Problem statement - Scan the entries below, and for each line that includes the word "hash", make a copy.
---- Data for this task
PR #179, opened 2025-10-24
ci: run NCCL unit tests on SNL CI

dssgabriel:
### Description

This PR enables running the NCCL backend unit tests on the SNL H100 CI workflow.

Some notes:
- NCCL is built from source, packaged into an OS-agnostic tarball & installed from that tarball;
- Kokkos version is explicitly set to 4.7.01 (equivalent to master, aka the latest stable release, at the time of this commit). In the future, we hope to have a container that installs the latest versions of Kokkos/Open MPI/MPICH/NCCL and have it cached by GitHub Actions for reuse in subsequent CI jobs. Submitted jobs will just pull down this container image with all dependencies set up, and only build KokkosComm;
- For now, KokkosComm's MPI and NCCL backends are configured/built/tested one after the other. This may be improved later on, as both are independent and could theoretically run concurrently.

### DIFF
--- a/.github/workflows/snl-h100.yaml
+++ b/.github/workflows/snl-h100.yaml
@@ -1,6 +1,5 @@
 name: H100
 
-
 permissions:
   contents: none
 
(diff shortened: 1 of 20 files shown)


cwpearson (commented):
Fixed up a few things. I'm seeing invalid datatype for `Kokkos::complex<float>` in MPI, but I'm not sure this PR is responsible. @dssgabriel thoughts?

dssgabriel:
@cwpearson NCCL tests are passing on our system :tada: 

Node configuration is:
- 4x GH200 w/ quad-rail Eviden BXI v2 interconnect
- GCC 12.3.0
- CUDA 12.4
- Open MPI 5.0.8
- NCCL 2.21.5

I am still investigating the MPI tests failing on the `complex<T>` dtypes, though.

cwpearson:
@dssgabriel and I identified a few more problems:
* Tough to use a non-blocking communicator for a few reasons
* NCCL packer was using the non-contiguous `span` rather than `size` to compute the count
* We weren't using device-specific execution space instances

dssgabriel (commented):
Looks good to me!

We will need to properly check error codes returned by all NCCL calls in the backend. I will open an issue for tracking that.

We should also consider implementing this for the MPI backend and develop a more robust solution for proper error handling.

cwpearson (approved):

PR #180, opened 2025-10-25
refactor!: build system rework

dssgabriel:
### Description

This PR is a significant rework of the CMake build system, primarily in preparation for a follow-up PR that will introduce CMake presets to streamline the development workflow.

### Exhaustive changes list
- **Bump CMake minimum version to 3.25** (in preparation for CMake workflow presets)
- **Make MPI a required dependency by default**
  Since the NCCL backend also requires MPI for setup, we must require MPI by default
- **Removed all-caps CMake variables overloading existing CMake options with different capitalization**
  Align with CMake best practices and clearly separate usage:
  - Capitalized `KokkosComm_` variables are reserved for CMake
  - All-caps `KOKKOSCOMM_` variables are reserved for source code and pre-processor
- **Renamed options that _build_ additional targets to use `BUILD_` in their name**
- **Ensure that all options _enabling_ a feature/behavior use `ENABLE_` in their name**
- **Move the `KokkosComm` library target declaration and `install` command to the top-level CML**
  - Also removed named file sets since KC is header-only, thus all headers must be installed regardless
- **Reworked packaging logic to align with CMake best practices:**
  - Enable installing the CMake config-file package using an option
    - `ON` if the project is built as top-level, `OFF` for projects consuming KokkosComm 
  - Removed the configure-time CMake-generated `KokkosComm_config.hpp` header
    - Clearer separation of concerns: CMake defines all the necessary variables at configure-time; this is not delegated to a generated header that must be included everywhere
    - Let CMake define all necessary PP variables instead
  - Enforce `ExactVersion` compatibility instead of `SameMajorVersion`
    - Since KC is still in development and pre-v1.0, the API is not stable from version to version
- **Removed all compile flags applied to the `KokkosComm` target**
  - Rationale: because KokkosComm is header-only, it is an `INTERFACE` library in CMake jargon. This means that any targets that link against KokkosComm would inherit the compile flags/definitions/features/etc that we had set here. This is often undesirable and considered bad practice.
  - Note: since KokkosComm is a C++20 project and relies on some of its additions, we still enforce the `cxx_std_20` feature (w/o GNU extensions) so that targets linking against KokkosComm inherit it.
- **Update docs with new CMake options**
- **Update project description & bump KokkosComm version to 0.3.0 to reflect:**
  - This PR's changes
  - Addition of NCCL support (#128 & #179)
  - Misc MPI fixes (#175, #177 & #178)


.github/workflows/linux.yaml
```diff
@@ -23,10 +23,10 @@ jobs:
     runs-on: ubuntu-latest
     timeout-minutes: 10
     steps:
-      - run: echo "The job was automatically triggered by a ${{ github.event_name }} event."
-      - run: echo "This job is now running on a ${{ runner.os }} server hosted by GitHub!"
-      - run: echo "The name of your branch is ${{ github.ref }} and your repository is ${{ github.repository }}."
-      - name: Install MPI
+      - name: Check out repository code
+        uses: actions/checkout@v4
```
cedricchevalier19: LinuxFoundation advise to use commit hash in order to not blindly trust a tag that can be changed any time.

Can be fixed later.

CMakeLists.txt
```diff
@@ -1,92 +1,92 @@
...
-option(KokkosComm_ABORT_ON_ERROR "Runtime error checks trigger a global abort" OFF)
-
-# Resolve options
-set(KOKKOSCOMM_ENABLE_PERFTESTS ${KokkosComm_ENABLE_PERFTESTS} CACHE BOOL "" FORCE)
-set(KOKKOSCOMM_ENABLE_TESTS ${KokkosComm_ENABLE_TESTS} CACHE BOOL "" FORCE)
-set(KOKKOSCOMM_ENABLE_MPI ${KokkosComm_ENABLE_MPI} CACHE BOOL "" FORCE)
-set(KOKKOSCOMM_ENABLE_NCCL ${KokkosComm_ENABLE_NCCL} CACHE BOOL "" FORCE)
+# --- OPTIONS --- #
+option(KokkosComm_BUILD_UNITTESTS "Build unit tests. Default: OFF. Values: { ON, OFF }." OFF)
+option(KokkosComm_BUILD_PERFTESTS "Build perf tests. Default: OFF. Values: { ON, OFF }." OFF)
```
cedricchevalier19:
```suggestion
option(KokkosComm_BUILD_UNITTESTS "Build unit tests." OFF)
option(KokkosComm_BUILD_PERFTESTS "Build perf tests. " OFF)
```

options are boolean and ccmake or these kind of tools are smart enough to print the default values. It will be easier to maintain to not duplicate this information.

CMakeLists.txt
```diff
@@ -1,92 +1,92 @@
...
+  "Install a CMake config-file package. Default: ${PROJECT_IS_TOP_LEVEL}. Values: { ON, OFF }."
+  ${PROJECT_IS_TOP_LEVEL}
+)
+option(KokkosComm_ENABLE_MPI "Enable MPI communication space backend. Default: ON. Values: { ON, OFF }." ON)
+option(KokkosComm_ENABLE_NCCL "Enable NCCL communication space backend. Default: OFF. Values: { ON, OFF }." OFF)
+option(
+  KokkosComm_ENABLE_ABORT_ON_ERROR
+  "Enable global abort on runtime error checks. Default: OFF. Values: { ON, OFF }."
+  OFF
+)
```
cedricchevalier19: Same here.

CMakeLists.txt
```diff
@@ -1,92 +1,92 @@
...
-set(KOKKOSCOMM_ENABLE_MPI ${KokkosComm_ENABLE_MPI} CACHE BOOL "" FORCE)
-set(KOKKOSCOMM_ENABLE_NCCL ${KokkosComm_ENABLE_NCCL} CACHE BOOL "" FORCE)
+# --- OPTIONS --- #
+option(KokkosComm_BUILD_UNITTESTS "Build unit tests. Default: OFF. Values: { ON, OFF }." OFF)
+option(KokkosComm_BUILD_PERFTESTS "Build perf tests. Default: OFF. Values: { ON, OFF }." OFF)
+option(
+  KokkosComm_INSTALL_CMAKE_PACKAGE
+  "Install a CMake config-file package. Default: ${PROJECT_IS_TOP_LEVEL}. Values: { ON, OFF }."
+  ${PROJECT_IS_TOP_LEVEL}
+)
```
cedricchevalier19: Can you describe a use case for that?
I can understand why one can add Kokkos_Comm directly into their project to ease development but do we want them to install their software like this?

CMakeLists.txt
```diff
@@ -1,92 +1,92 @@
...
+  "Enable global abort on runtime error checks. Default: OFF. Values: { ON, OFF }."
+  OFF
+)
 
+# --- DEPENDENCIES --- #
 find_package(Kokkos REQUIRED)
-if(KOKKOSCOMM_ENABLE_MPI)
-  find_package(MPI REQUIRED)
-endif()
+find_package(MPI REQUIRED)
```
cedricchevalier19: Explain why MPI is mandatory.

I would rather have a duplicated `find_package(MPI REQUIRED)` for tests or NCCL if they are the one requiring it.

CMakeLists.txt
```diff
@@ -1,92 +1,92 @@
...
-# Generate package version file
-write_basic_package_version_file(
-  ${PROJECT_BINARY_DIR}/cmake/KokkosComm/KokkosCommVersion.cmake
-  COMPATIBILITY SameMajorVersion
-  ARCH_INDEPENDENT # KokkosComm is a header-only library
-)
+  # Generate package version-file
+  write_basic_package_version_file(
+    ${PROJECT_BINARY_DIR}/KokkosCommVersion.cmake
+    COMPATIBILITY ExactVersion
```
cedricchevalier19, line 61: Why this change?

src/KokkosComm/CMakeLists.txt
```diff
@@ -101,97 +71,46 @@ if(KOKKOSCOMM_ENABLE_NCCL)
...
+  if(KokkosComm_IMPL_MPI_HAS_MPI_EXT_H)
+    target_compile_definitions(KokkosComm INTERFACE KOKKOSCOMM_IMPL_MPIEXT_H)
+  endif()
+endif()
+if(KokkosComm_ENABLE_NCCL)
+  target_compile_definitions(KokkosComm INTERFACE KOKKOSCOMM_ENABLE_NCCL)
+endif()
+if(KokkosComm_ENABLE_ABORT_ON_ERROR)
+  target_compile_definitions(KokkosComm INTERFACE KOKKOSCOMM_ABORT_ON_ERROR)
+endif()
```
cedricchevalier19, line 107: Just a personal opinion, but I think having a `KokkosCommConfig.h`file with all this logic is easier to follow. It can also help to check if the configuration is correct, without having to compile something.

I think having `KokkosComm_IMPL_MPI_HAS_MPI_EXT_H` defined from CMake is better than the test in the header file we previously had.

unit_tests/test_main.cpp
```diff
@@ -74,8 +73,7 @@ int main(int argc, char *argv[]) {
   MPI_Comm_rank(MPI_COMM_WORLD, &rank);
   MPI_Comm_size(MPI_COMM_WORLD, &size);
   if (0 == rank) {
-    std::cerr << argv[0] << " (KokkosComm " << KOKKOSCOMM_VERSION_MAJOR << "." << KOKKOSCOMM_VERSION_MINOR << "."
-              << KOKKOSCOMM_VERSION_PATCH << ")\n";
+    std::cerr << argv[0] << "\n";
```
cedricchevalier19, line 76: It is convenient to have the version of KokkosComm printed when you want to monitor a CI. Ideally having the git hash can be great too!

cmake/mpi-vendor.cmake
cedricchevalier19, line 1: On the long run we do not wish to keep this distinction between MPI libraries, except of specific backends.

We can leave it here for this PR but I hope we can get rid of it later, perhaps you can add a FIXME at the top of the file.

cedricchevalier19 (commented):
Thanks Gabriel, I think it is quite an improvement.
 
If you have some arguments for removing the header config file, I am listening :).

.github/workflows/linux.yaml
dssgabriel: Fixed in #4f40318

CMakeLists.txt
dssgabriel: Fixed in #0d36ccd

CMakeLists.txt
dssgabriel: Fixed in #0d36ccd

CMakeLists.txt
dssgabriel: This is aimed at improving the workflow for users who install KokkosComm on their system (i.e., what we test in the `linux-install` CI workflow).

Producing a CMake config-file package and installing it in a directory that is in `$PATH` will let CMake's `find_package()` automatically find KokkosComm without having to pass `-DKokkosComm_ROOT` on the CMake configuration command.
Additionally, this is the recommended, standard way of packaging libraries in modern CMake (see, e.g., [this talk from a CMake developer](https://youtu.be/K5Kg8TOTKjU)).

CMakeLists.txt
dssgabriel: Pondering on this, I think you are right. MPI is only really required if tests are enabled, so I think this should be reverted to being behind the `KokkosComm_ENABLE_MPI` check.

dssgabriel: Done in #6df4962.

CMakeLists.txt
dssgabriel: This function generates (in part) the CMake config-file package. The `COMPATIBILITY` parameter controls the version compatibility check when CMake calls `find_package`.
Since KokkosComm is still in active development and pre-v1.0, the API is not stable from version to version and may introduce breaking changes; hence, the change to an exact version compatibility requirement.

unit_tests/test_main.cpp
dssgabriel: This can be retrieved through CMake and printed in the CI output, so I am unsure why it is necessary to have it available in the executable? Reliable and robust library packaging using CMake config-file packages is the current best solution for exposing such information, IMHO.

cmake/mpi-vendor.cmake
dssgabriel: Addressed in #f9739e8

dssgabriel:
I am not sure I understand why the MPICH-Debug job fails...
The failing test is `mpi/test_sendrecv`: all contiguous tests are skipped because there is only one rank (but the program is correctly launched with 2 processes, so that's already weird), and non-contiguous tests directly fail (probably because we don't check that there are two ranks).

I do not understand why there is only one rank since we run the test with:
```sh
/usr/bin/mpiexec "-n" "2" "./test-sendrecv"
```
And why do all other tests pass correctly, `test_isendirecv` included?

unit_tests/test_main.cpp
cedricchevalier19: I think it is just more convenient to have just one log file to read. It also allows to test if these macros are properly defined.

dssgabriel:
Closing this in favor of #212

PR #181, opened 2025-11-06
Allow Views of rank > 1 in collective communication operations

nicoleavans:
The semantics used by Tpetra within Trilinos conflict with the limitation that `SendView::rank > 1 not supported` / `RecvView::rank > 1 not supported`. I have removed the two within `src/KokkosComm/mpi/allreduce.hpp` for my own experimentation replacing MPI with Kokkos Comm in Tpetra. I have also removed the equivalent lines from:

- `src/KokkosComm/mpi/allgather.hpp`
- `src/KokkosComm/mpi/alltoall.hpp`

This same style has proliferated through the NCCL communication backend (e.g., the corresponding NCCL [`allgather`](https://github.com/kokkos/kokkos-comm/blob/f9a01894a61550b126f51a9b63b6780907e9559b/src/KokkosComm/nccl/allgather.hpp#L26)). A consensus on the style going forward should be reached. I support removing this limitation.

### DIFF
--- a/docs/api/core.rst
+++ b/docs/api/core.rst
@@ -89,6 +89,11 @@ Receive
 Collectives
 ===========
 
+.. important:: 
+    Collective operations act **element-wise** on the input Views. Multi-dimensional Views are treated as a **logically flattened** sequence of values, and the reduction is applied over that sequence. All participating Views must have **identical extents**; mismatched shapes result in undefined behavior.
+
+    The reduction operator must be **associative**, but ordering of partial combinations is **not guaranteed**, and the operation is not required to be commutative.
+
 .. cpp:namespace:: KokkosComm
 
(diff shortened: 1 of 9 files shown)


dssgabriel:
As mentioned during today's meeting, I am in favor of lifting the multi-dimensional constraints on collective operations :slightly_smiling_face:
This can be done for both the MPI and NCCL backends; however, we need well-defined semantics for multi-dimensional views, which should be reflected in our documentation.

This will be a very welcome change that broadens the capabilities of KokkosComm!

nicoleavans:
Still need to update docs

nicoleavans:
After re-reviewing the documentation, I don't think any changes need to be made within the scope of this PR. I could find no mention of this restriction. I believe it is ready for review. @cwpearson or @dssgabriel could you please add reviewers? I don't have permissions to do it myself, for some reason.

cedricchevalier19:
I think it can be clarified a little bit. Like that the operation is element wise and that the Views have to have the same shape (we cannot check this at compile time).
It might look natural for a MPI point of view, but from a Kokkos user, operations like reductions are performed according to the data, not to threads or processors.

cedricchevalier19 (approved):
--------
Solved exercise -
cedricchevalier19: LinuxFoundation advise to use commit hash in order to not blindly trust a tag that can be changed any time.
cedricchevalier19, line 76: It is convenient to have the version of KokkosComm printed when you want to monitor a CI. Ideally having the git hash can be great too!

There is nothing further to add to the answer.